Using pre-existing libraries is always the first choice and I would like to strongly encourage all scientific programmers to perform a systematic search for appropriate libraries. Don't try to just translate your math into source code. Rather split your problem, reformulate it, until it can be expressed in the sense of already known computational steps.
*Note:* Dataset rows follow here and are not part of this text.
PR #311171, opened 2024-05-12
cvc5: add python package

tsheinen:
## Description of changes

cvc5 has python bindings which aren't built by default. This PR allows for cvc5 to be built with python bindings and a python package which takes advantage of those bindings. 

## Things done

- Built on platform(s)
  - [x] x86_64-linux
  - [ ] aarch64-linux
  - [ ] x86_64-darwin
  - [ ] aarch64-darwin
  - [ ] `sandbox = relaxed`
  - [ ] `sandbox = true`
- [ ] Tested, as applicable:

---

### DIFF
--- a/pkgs/applications/science/logic/cvc5/default.nix
+++ b/pkgs/applications/science/logic/cvc5/default.nix
@@ -1,7 +1,5 @@
 { lib, stdenv, fetchFromGitHub, pkg-config, cmake, flex, cadical, symfpu, gmp, python3, gtest, libantlr3c, antlr3_4, boost, jdk, pythonBindings ? false }:
 
-with lib;
-
 stdenv.mkDerivation rec {
   pname = "cvc5";
   version = "1.2.0";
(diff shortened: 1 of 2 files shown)


pkgs/applications/science/logic/cvc5/default.nix
```diff
@@ -1,4 +1,6 @@
-{ lib, stdenv, fetchFromGitHub, pkg-config, cmake, flex, cadical, symfpu, gmp, python3, gtest, libantlr3c, antlr3_4, boost, jdk }:
+{ lib, stdenv, fetchFromGitHub, pkg-config, cmake, flex, cadical, symfpu, gmp, python3, gtest, libantlr3c, antlr3_4, boost, jdk, pythonBindings ? false }:
+
+with lib;
```
pluiedev, line 3: [Never use global `with lib;`.](https://github.com/NixOS/nixpkgs/issues/208242)

pluiedev (changes requested):
I would call the overridable variable something more like `withPythonBindings` to further show that it's part of the package.

Also, the current formatting is generating a lot of diffs that are frankly a bit unsightly. Perhaps consider reformatting it with `nixfmt-rfc-style` while you're at it?

pkgs/applications/science/logic/cvc5/default.nix
tsheinen: Oh, I see -- that makes sense in retrospect.  I'll adjust it to not use `with`. 

Could you elaborate on the issue with the diffs? I can reformat it while I'm at it but I don't understand which diffs we're talking about.

pluiedev: Having all the dependencies on one line makes the diff appear as if the entire line has deleted and added back again, whereas in reality only `pythonBindings` has been added. 

This is why modern formatting styles put a newline between every dependency, so that additions like these are much easier to read. [Example](https://github.com/pluiedev/nixpkgs/blob/f7c5d7966670a65b45306aecf7eb209bbb1686fb/pkgs/by-name/nz/nzp-fteqw/package.nix#L1-L40)

pluiedev (approved):

tsheinen:
Ah wait this breaks darwin tests in OfBorg looks like? Maybe?  It's unclear to me why "all checks pass" with an explicit error `error: cycle detected in build of '/nix/store/6ixhxkn3hmyi6y4dz2hwfx3i5vy199ns-cvc5-1.1.2.drv' in the references of output 'lib' from output 'out'` -- but it looks like it did not do this before so i will investigate further

pkgs/applications/science/logic/cvc5/default.nix
```diff
@@ -1,39 +1,101 @@
...
+    repo = "cvc5";
+    rev = "cvc5-${version}";
+    hash = "sha256-v+3/2IUslQOySxFDYgTBWJIDnyjbU2RPdpfLcIkEtgQ=";
   };
 
-  nativeBuildInputs = [ pkg-config cmake flex ];
+  pythonic = fetchFromGitHub {
+    owner = "cvc5";
+    repo = "cvc5_pythonic_api";
+    rev = "0bb7f092113e3b933dcd61b0959f3e9be9638109";
```
risicle, line 34: How do you propose to manage the version of this?

I suggest trying to synchronize it from the version specified in https://github.com/cvc5/cvc5/blob/887ecb98a2dd682c19888cde3789871b3dc158fe/cmake/FindCVC5PythonicAPI.cmake#L37. Actually _extracting_ it from there (thus daisy-chaining the two `fetchFromGitHub`s somehow) would be quite painful, but you might be able to add a line that checks the fetched version corresponds with the version expected in `FindCVC5PythonicAPI.cmake` and abort if not, prompting the updater to bump the fetched version.

pkgs/applications/science/logic/cvc5/default.nix
```diff
@@ -1,39 +1,101 @@
...
+    ))
   ];
 
   preConfigure = ''
     patchShebangs ./src/
   '';
 
+  postInstall = lib.optionalString withPythonBindings ''
+    mkdir -p $python/lib
+    mv $out/lib/python3.11/ $python/lib/.
```
risicle, line 72: This needs to be made to work with arbitrary python versions.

But, in case of new algorithms or mathematical methods you need to write your own numerical algorithms. With the new PGI compiler these algorithms now can be compiled for the usage of current accelerator technologies in a very straight-forward way. As shown in this example of a triple matrix multiplication the result performs quite as good as the matrix multiplication of the BLAS library which is optimized for three decades now.

About The Author

Dr. Stephan Raub was born in Düsseldorf (Germany) in 1975. He started studying Chemistry at the Heinrich-Heine University of Düsseldorf in 1995 and did his diploma thesis 2001 in quantum chemistry. In 2007 he graduated in computational chemistry with a dissertation about predicting the binding energy of protein-ligand complexes, which is a crucial step within the process of computer aided drug design. Since 2007 Dr. Raub is working at the Institute for IT-Management (chair: Prof. Dr.-Ing. Olbrich) in a cooperation project of the Heinrich-Heine Universtity and the HPC vendor Bull Germany. His focus lies of the development and the implementation of methods and algorithms for the efficient utilization of heterogeneous high-performance-compute clusters. Furthermore, he leads the development of the accounting and monitoring solution.